> [DIRECTIONS]: Please count the lines in these records that contain "level" and give only that count.

:: STUDY MATERIAL ::

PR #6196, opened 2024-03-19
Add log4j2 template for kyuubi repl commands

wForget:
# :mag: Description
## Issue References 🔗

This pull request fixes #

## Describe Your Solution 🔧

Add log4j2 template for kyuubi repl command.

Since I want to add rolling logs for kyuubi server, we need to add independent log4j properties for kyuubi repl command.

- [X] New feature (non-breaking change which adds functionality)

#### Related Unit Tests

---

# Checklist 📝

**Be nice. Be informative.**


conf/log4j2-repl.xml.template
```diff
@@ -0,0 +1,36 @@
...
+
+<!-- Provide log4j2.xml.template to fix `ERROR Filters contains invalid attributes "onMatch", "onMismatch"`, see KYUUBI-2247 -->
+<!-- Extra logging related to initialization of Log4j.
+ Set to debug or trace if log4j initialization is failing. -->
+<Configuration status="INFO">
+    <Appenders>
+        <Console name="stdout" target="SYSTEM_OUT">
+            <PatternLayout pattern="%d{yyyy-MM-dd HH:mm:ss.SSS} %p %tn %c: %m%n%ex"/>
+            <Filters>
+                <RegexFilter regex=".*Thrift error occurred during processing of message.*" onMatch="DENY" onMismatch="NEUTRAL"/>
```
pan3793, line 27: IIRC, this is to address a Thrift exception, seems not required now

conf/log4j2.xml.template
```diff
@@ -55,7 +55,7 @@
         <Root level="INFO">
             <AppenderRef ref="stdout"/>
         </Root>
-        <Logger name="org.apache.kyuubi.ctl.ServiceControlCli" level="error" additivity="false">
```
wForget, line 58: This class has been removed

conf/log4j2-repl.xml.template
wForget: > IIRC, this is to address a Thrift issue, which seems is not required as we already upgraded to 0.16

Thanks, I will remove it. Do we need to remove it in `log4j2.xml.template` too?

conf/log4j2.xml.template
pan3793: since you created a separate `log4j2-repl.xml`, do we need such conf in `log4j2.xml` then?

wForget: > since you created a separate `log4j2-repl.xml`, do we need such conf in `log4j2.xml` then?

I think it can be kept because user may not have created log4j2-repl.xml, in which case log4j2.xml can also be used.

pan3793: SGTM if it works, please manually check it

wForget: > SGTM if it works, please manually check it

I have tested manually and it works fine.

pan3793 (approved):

:::

> [EXERCISE RESULT]: 2